What all this means is that while taxpayers may be looking at bills which are higher, dollar-for-dollar, than a decade ago, they are receiving more for those dollars than they used to receive. That’s because new schools have been built and older schools have been renovated to enroll and educate more students. There are more greenways, parks, and libraries than a decade ago, and there’s a brand-new court house, jail, and county government building in downtown Raleigh.

All these improvements have enhanced the quality of life and the property values of this county, because tax dollars are an investment not a burden. Wake County government and WCPSS are very good stewards of the taxpayers’ dollars, and the elected and appointed leaders are executing a clear vision based on good government, local needs, and community desires.
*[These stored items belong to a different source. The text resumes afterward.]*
PR #1832, opened 2026-05-19
test: run unit tests before integration tests

alxndrsn:
This change:

* isolates unit tests from integration tests
* loads less irrelevant files when running mocha test suites (e.g. `test/util/**`, `test/format/**`, `test/data/**` only loaded on demand)
* protects against mistakes like that fixed in https://github.com/getodk/central-backend/pull/1828

This change will allow a failed unit test to fail the full test pipeline significantly faster than previously.

- [x] run locally
- [x] run in CI

* faster failures
* simpler understanding
* less chance of surprising things happening when new files are introduced in `test` directory.

An alternative approach (or additional change) could be to "shift left" more by:

```Makefile
test: lint test-unit test-integration-fast test-integration-slow
```

No effect - just tests.

No.


.mocharc.js
matthew-white, line 1: What do you think about removing this file entirely now that it's blank?

Makefile
matthew-white: It looks to me like we have a similar issue with `test-fast`. If we blank out .mocharc.js, then someone runs `test-fast`, I think that would run unintended files. I don't think we can blank out .mocharc.js without also doing something about `test-fast`. FWIW I personally never use `test-fast`.

.mocharc.js
alxndrsn: Happy either way.  Do you have a preference?

Makefile
alxndrsn: Good spot.  I also never use it.  I'll see if anyone does before putting more thought into it.

ktuite: I haven't been using it but I do get annoyed by the slow tests sometimes so I'd _like_ to be able to use it. Not necessary but if it stays, I'll try to use it more.

.mocharc.js
matthew-white: If you don't have a preference, I think it could be nice to remove it. One less file to look at. We could always add it back later. No strong feelings though.

alxndrsn: Removed.

Makefile
alxndrsn: Fixed :+1:

alxndrsn: On `master` for me `make test` takes 4 minutes and `make test-fast` takes 3.  I suspect a few more `@slow` annotations might be good to make `test-fast` even more useful.

Makefile
```diff
@@ -110,7 +111,8 @@ test-db-migrations:
 
 .PHONY: test-fast
 test-fast: node_version
-	NODE_CONFIG_ENV=test BCRYPT=insecure npx mocha --recursive --fgrep @slow --invert
```
matthew-white, line 113: I'm noticing that `test-fast` set `NODE_CONFIG_ENV=test`, while `test` didn't. It probably doesn't really matter for this PR though. This PR is taking a different approach with `test` and `test-fast`, relating them to `test-unit` and `test-integration`. Even `test-unit` and `test-integration` do different things from one another when it comes to `NODE_CONFIG_ENV`.

matthew-white (approved):

ktuite (approved):
i like the approach of recursively calling make-test and make-integration in order to preserve make test-fast, which i'll be using more!

Makefile
alxndrsn: Due to line 3 (https://github.com/getodk/central-backend/blob/05bc5c0cf57c0f44f00232ebeaa1cc69e71ae22b/Makefile#L3), `NODE_CONFIG_ENV` is pretty much always `test` anyway.

I'm not really sure of the purpose of this, as there is no `config/test.json`.  Perhaps @sadiqkhoja can give more context.

Given that `NODE_CONFIG_ENV` defaults to `test`, and there is no `config/test.json`, I don't think this change is going to have an obvious effect.

PR #1835, opened 2026-05-21
Prep API docs changelog for .2 release

ktuite:
I've seen some git merge issues in the API docs in the past where if two separate PRs edit the changelog, headers like "**Changed:**" sometimes get duplicated. This is just a little prep work to avoid that.

Additionally, LN noticed an extra field on the `GET app-users` endpoint that was included in non-extended metadata when it wasn't supposed to be. I confirmed that it's really not part of the API response.


matthew-white:
@ktuite this ended up conflicting with #1823, which also added a changelog.

ktuite:
not needed, going to make the 1 change to app user api endpoint in a different PR

PR #1837, opened 2026-05-27
Set actor properties when creating public link or app user

ktuite:
This PR makes it possible to send actor properties in the POST creation request for app users and public links. Previously, you could only set the properties in a follow-up PATCH request. 

This is a piece that was missing from https://github.com/getodk/central-backend/pull/1824
Needed for
- Issue https://github.com/getodk/central/issues/1339
- Frontend PR https://github.com/getodk/central-frontend/pull/1557

Tests, using it.

The response from the POST create event is the same as before - the properties have not been added to the response. This may be a little awkward, but the POST response is already different from the GET response because it contains the full `session` details, whereas the GET only contains the token from the session.

Example public link response from POST
```
  once: null,
  id: 10,
  type: 'public_link',
  displayName: 'test link',
  createdAt: '2026-05-27T20:19:54.422Z',
  updatedAt: null,
  deletedAt: null,
  token: 'eBKNv1ZebMm5kuEqbR9ucpuYZ3vkSJdrTgnJGOVaFXSNGj0WujEiUdZUK5Hkbaex',
  csrf: 'EaecdhEr4Y1sef5pmT6ifwUtIS8hg!QbwHaWVHld89pJcNauD8j1sC8XHECP!L2G',
  expiresAt: '9999-12-31T23:59:59.000Z'
```

from GET
```
  once: null,
  id: 10,
  type: 'public_link',
  displayName: 'test link',
  createdAt: '2026-05-27T20:19:54.421Z',
  updatedAt: null,
  deletedAt: null,
  token: 'eBKNv1ZebMm5kuEqbR9ucpuYZ3vkSJdrTgnJGOVaFXSNGj0WujEiUdZUK5Hkbaex'
```

Extends API for app user and public link creation to use new actor properties.

Will update docs in followup PR 

### DIFF
--- a/lib/resources/app-users.js
+++ b/lib/resources/app-users.js
@@ -21,15 +21,21 @@ module.exports = (service, endpoint) => {
       .then((project) => auth.canOrReject('field_key.list', project))
       .then((project) => FieldKeys.getAllForProject(project, queryOptions))));
 
-  service.post('/projects/:projectId/app-users', endpoint(({ FieldKeys, Projects }, { auth, body, params }) =>
-    Projects.getById(params.projectId)
-      .then(getOrNotFound)
-      .then((project) => auth.canOrReject('field_key.create', project))
-      .then((project) => {
-        const fk = FieldKey.fromApi(body)
-          .with({ createdBy: auth.actor.map((actor) => actor.id).orNull() });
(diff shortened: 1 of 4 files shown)


sadiqkhoja (approved):
LGTM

True leadership means sometimes choosing the unpopular option for the good of the many. When the commissioners chose to increase taxes to pay for all county services as well as schools, they were showing leadership despite higher taxes being unpopular among many. Without state support at previous levels, it was necessary for local officials to take the lead. And yet, the revenue generated by these increases still isn’t enough to adequately meet all needs but is a big step in the right direction to finally recovering from a “lost decade” of growth.